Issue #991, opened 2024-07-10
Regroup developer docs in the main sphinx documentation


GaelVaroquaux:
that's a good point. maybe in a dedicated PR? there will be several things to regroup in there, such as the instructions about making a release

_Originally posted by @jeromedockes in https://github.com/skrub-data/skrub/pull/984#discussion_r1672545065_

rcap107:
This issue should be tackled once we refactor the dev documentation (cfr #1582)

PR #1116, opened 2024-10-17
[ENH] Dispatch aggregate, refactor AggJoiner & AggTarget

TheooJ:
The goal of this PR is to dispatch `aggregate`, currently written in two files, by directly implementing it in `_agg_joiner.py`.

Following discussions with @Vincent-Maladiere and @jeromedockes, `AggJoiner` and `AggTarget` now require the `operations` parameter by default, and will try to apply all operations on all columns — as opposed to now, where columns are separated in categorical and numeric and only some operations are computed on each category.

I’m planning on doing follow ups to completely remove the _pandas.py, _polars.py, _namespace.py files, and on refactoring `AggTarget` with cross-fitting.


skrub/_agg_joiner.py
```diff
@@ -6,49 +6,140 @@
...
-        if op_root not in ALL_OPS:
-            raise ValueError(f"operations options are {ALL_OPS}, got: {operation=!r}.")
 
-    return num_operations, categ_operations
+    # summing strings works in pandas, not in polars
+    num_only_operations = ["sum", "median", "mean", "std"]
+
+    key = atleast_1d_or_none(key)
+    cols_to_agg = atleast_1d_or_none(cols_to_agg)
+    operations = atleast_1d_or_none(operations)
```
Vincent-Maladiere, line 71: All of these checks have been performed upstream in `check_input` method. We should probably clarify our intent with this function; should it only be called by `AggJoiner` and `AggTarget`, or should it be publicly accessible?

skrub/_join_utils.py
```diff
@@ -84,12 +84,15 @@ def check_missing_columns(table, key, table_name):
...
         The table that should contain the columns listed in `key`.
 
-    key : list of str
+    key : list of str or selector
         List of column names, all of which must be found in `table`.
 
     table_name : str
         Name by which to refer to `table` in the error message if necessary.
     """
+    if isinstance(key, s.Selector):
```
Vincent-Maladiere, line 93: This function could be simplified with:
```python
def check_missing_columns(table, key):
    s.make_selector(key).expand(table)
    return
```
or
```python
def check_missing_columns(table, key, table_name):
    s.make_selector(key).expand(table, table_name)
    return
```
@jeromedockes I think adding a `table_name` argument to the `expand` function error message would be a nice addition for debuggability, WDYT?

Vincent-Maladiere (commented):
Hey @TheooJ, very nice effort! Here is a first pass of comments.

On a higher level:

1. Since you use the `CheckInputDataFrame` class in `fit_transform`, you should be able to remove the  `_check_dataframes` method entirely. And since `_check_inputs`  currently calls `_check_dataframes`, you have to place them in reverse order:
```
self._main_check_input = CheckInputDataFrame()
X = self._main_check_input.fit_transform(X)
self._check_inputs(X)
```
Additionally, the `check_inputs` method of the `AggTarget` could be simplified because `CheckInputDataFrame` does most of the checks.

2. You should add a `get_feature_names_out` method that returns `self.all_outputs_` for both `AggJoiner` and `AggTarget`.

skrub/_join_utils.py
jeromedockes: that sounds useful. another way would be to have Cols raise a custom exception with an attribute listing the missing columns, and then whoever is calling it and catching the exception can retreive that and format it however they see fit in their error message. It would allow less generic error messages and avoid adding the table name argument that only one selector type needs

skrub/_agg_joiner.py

----------------

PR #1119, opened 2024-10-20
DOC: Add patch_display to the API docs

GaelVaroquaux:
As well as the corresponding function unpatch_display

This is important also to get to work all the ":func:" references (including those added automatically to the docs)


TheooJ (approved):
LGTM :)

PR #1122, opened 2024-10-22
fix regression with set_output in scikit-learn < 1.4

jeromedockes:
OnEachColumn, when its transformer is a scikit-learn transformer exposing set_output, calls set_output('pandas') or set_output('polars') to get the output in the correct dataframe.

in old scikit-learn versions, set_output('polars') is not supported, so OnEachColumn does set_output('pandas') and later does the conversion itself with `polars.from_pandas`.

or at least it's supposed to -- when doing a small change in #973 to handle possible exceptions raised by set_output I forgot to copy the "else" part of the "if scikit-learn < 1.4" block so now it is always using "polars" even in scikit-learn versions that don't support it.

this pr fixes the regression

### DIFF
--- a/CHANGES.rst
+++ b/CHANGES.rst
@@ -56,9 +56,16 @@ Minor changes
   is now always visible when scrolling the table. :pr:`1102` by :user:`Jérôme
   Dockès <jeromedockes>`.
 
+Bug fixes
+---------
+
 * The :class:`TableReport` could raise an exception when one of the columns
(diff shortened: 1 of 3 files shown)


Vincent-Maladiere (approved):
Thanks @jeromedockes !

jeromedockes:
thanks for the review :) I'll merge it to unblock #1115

----------------

**TASK INSTRUCTIONS**: Where the string "TheooJ" appears in a line of the entries, count that line, and state the total alone.

**ANSWER SECTION**: 3